● TASK REQUIREMENTS
Copy every line that holds the string "NyakudyaA" from the data below.

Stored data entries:
━━━━━━━━━━━━━━━━
PR #612, opened 2024-01-19
add hostname suffix to logs

robertd:
This PR adds hostname suffix to logs which would ease the clustering and siloed "multiple single instances" (see diagram) implementations.

image


NyakudyaA:
LGTM

PR #627, opened 2024-03-06
Update monitoring defaults and don't overwrite existing conf files

alexkuretz:
This PR is based on [this discussion](https://github.com/kartoza/docker-geoserver/discussions/624) and updates the default audit values to match the [Geoserver defaults](https://docs.geoserver.org/main/en/user/extensions/monitoring/audit.html), along with exposing those values to the user in the .env file. It also changes behavior to not overwrite existing config files. I also fixed a couple of minor tab spacing issues in the areas I was already working.


scripts/functions.sh
```diff
@@ -554,11 +555,12 @@ function entry_point_script {
...
 
-if [[ -f "${EXTRA_CONFIG_DIR}"/monitor.properties ]]; then
-      envsubst < "${EXTRA_CONFIG_DIR}"/monitor.properties > "${GEOSERVER_DATA_DIR}"/monitoring/monitor.properties
-else
+  if [[ -f "${EXTRA_CONFIG_DIR}"/monitor.properties ]]; then
+        envsubst < "${EXTRA_CONFIG_DIR}"/monitor.properties > "${GEOSERVER_DATA_DIR}"/monitoring/monitor.properties
+  else
 
-cat > "${GEOSERVER_DATA_DIR}"/monitoring/monitor.properties <<EOF
+  if [[ ! -f "${GEOSERVER_DATA_DIR}"/monitoring/monitor.properties ]]; then
```
NyakudyaA: @alexkuretz
If this monitoring file is setup, how do we make sure that the new variable that has been updated persist in the new file. I think we should revert back the logic to set/generate the file on each start

NyakudyaA (changes requested):
@alexkuretz
For the monitoring file, you seem to have a logic to create the file once, if I update my env variables and run an upgrade my new variables will not be picked up. I think we should revert the logic of generating the configs on each start

scripts/functions.sh
alexkuretz: I see, we have different use models, but I understand your point. I have reverted my changes that prevented overwriting the monitor.properties and logging.xml files. 

I have renamed some environment variables to better align with Geoserver documentation and defaults, and exposed them to the user by adding them to the .env file.

GEOSERVER_LOG_PROFILE is more accurate than GEOSERVER_LOG_LEVEL in this case.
━━━━━━━━━━━━━━━━
● OUTPUT OF THE EXERCISE
NyakudyaA:
NyakudyaA: @alexkuretz
NyakudyaA (changes requested):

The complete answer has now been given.